Abschließend bleibt zu sagen, dass es natürlich nicht unmöglich ist, Erfolge gegen die Polizei zu erringen. Diese Erfolge benötigen allerdings einen immensen juristischen, zeitlichen und finanziellen Aufwand!

Die Folgen

Es gibt nicht viele Gefühle, die schlimmer sind, als der Polizei wehrlos ausgesetzt zu sein. Das Gefühl, ohne Möglichkeit auf Wiedergutmachung der Willkür von Staatsangestellten ausgesetzt zu sein und dadurch womöglich sogar Verletzungen davongetragen zu haben, wird in Euch tiefe Wut hinterlassen. Umso wichtiger ist es, sowohl als Opfer, als auch als Zeuge von Polizeigewalt sofort die BLAUE HILFE aufzusuchen.

Zusammenfassung:
Hierbei kann Euch die BLAUE HILFE unterstützen

Solltet Ihr selbst Opfer von Polizeigewalt sein, kommt direkt auf uns zu! Zusammen mit unseren Anwälten überlegen wir uns, wie am besten gegen die Polizei vorgehen können.

Auch als Zeuge sollt Ihr Euch schnellstmöglich bei uns melden. Darüber hinaus solltet Ihr uns auch – wenn vorhanden – die Adressen oder Telefonnummern von weiteren Zeugen übergeben. Wir übernehmen dann zusammen mit unseren Anwälten die Koordination der verschiedenen Zeugenaussagen und die Sammlung von Beweisen.

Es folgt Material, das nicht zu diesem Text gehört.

Issue #168, opened 2020-05-18
suggestion: change the content added to "label" attribute


jmobrien:
Right now, `read_survey()` contains a section that generate the labels from the second row of the raw downloaded response CSV, which contains a Qualtrics-constructed description of the item content.  There's some text-matching that tries to pull out the part of the second row cell believed to be most likely meaningful, but it's got some problems, and I'm thinking it might be worth just removing.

Wie bereits erwähnt benötigt Ihr beim Vorgehen gegen die Polizei einen langen Atem. Als Solidargemeinschaft, die von ehrenamtlicher Arbeit und der Unterstützung durch Anwälte lebt, haben wir das Know How und die finanziellen bzw. zeitlichen Ressourcen, die für das Vorgehen benötigt werden.